■ Prompt: Collect all lines containing the word "schul" from the data.

Collection entries
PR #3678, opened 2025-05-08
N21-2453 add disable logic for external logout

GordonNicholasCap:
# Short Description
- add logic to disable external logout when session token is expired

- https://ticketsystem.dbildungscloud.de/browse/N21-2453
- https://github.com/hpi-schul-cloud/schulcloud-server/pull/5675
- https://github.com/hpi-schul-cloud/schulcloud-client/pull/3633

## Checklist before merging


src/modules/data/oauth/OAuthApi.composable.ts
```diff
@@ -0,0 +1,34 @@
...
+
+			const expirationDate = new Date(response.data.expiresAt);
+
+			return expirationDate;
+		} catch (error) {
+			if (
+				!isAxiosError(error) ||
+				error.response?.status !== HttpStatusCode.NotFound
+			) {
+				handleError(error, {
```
* * *
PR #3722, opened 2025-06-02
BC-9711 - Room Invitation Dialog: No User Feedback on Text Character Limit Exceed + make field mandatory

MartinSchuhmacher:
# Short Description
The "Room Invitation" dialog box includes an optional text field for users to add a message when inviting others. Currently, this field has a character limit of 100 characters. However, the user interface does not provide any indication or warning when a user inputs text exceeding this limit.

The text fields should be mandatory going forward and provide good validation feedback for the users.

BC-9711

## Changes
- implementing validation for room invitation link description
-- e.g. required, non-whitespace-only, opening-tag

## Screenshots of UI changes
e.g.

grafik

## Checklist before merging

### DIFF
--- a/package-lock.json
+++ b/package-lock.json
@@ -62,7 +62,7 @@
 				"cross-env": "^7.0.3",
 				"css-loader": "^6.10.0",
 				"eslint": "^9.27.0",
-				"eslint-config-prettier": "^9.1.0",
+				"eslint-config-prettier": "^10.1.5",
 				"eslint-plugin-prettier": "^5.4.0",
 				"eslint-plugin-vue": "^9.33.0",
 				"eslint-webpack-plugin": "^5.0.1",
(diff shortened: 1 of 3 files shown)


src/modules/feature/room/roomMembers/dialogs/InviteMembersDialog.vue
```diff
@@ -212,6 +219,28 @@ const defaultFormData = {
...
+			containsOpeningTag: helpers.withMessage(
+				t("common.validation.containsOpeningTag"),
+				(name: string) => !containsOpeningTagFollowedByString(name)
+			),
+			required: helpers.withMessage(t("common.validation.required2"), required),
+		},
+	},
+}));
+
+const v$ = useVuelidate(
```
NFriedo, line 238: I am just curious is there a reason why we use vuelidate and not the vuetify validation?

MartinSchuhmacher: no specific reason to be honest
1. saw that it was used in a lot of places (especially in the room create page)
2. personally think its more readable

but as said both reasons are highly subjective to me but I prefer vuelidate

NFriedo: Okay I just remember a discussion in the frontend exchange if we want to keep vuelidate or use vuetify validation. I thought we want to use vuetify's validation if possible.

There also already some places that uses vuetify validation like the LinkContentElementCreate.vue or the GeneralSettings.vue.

■ Reply:
- https://github.com/hpi-schul-cloud/schulcloud-server/pull/5675
- https://github.com/hpi-schul-cloud/schulcloud-client/pull/3633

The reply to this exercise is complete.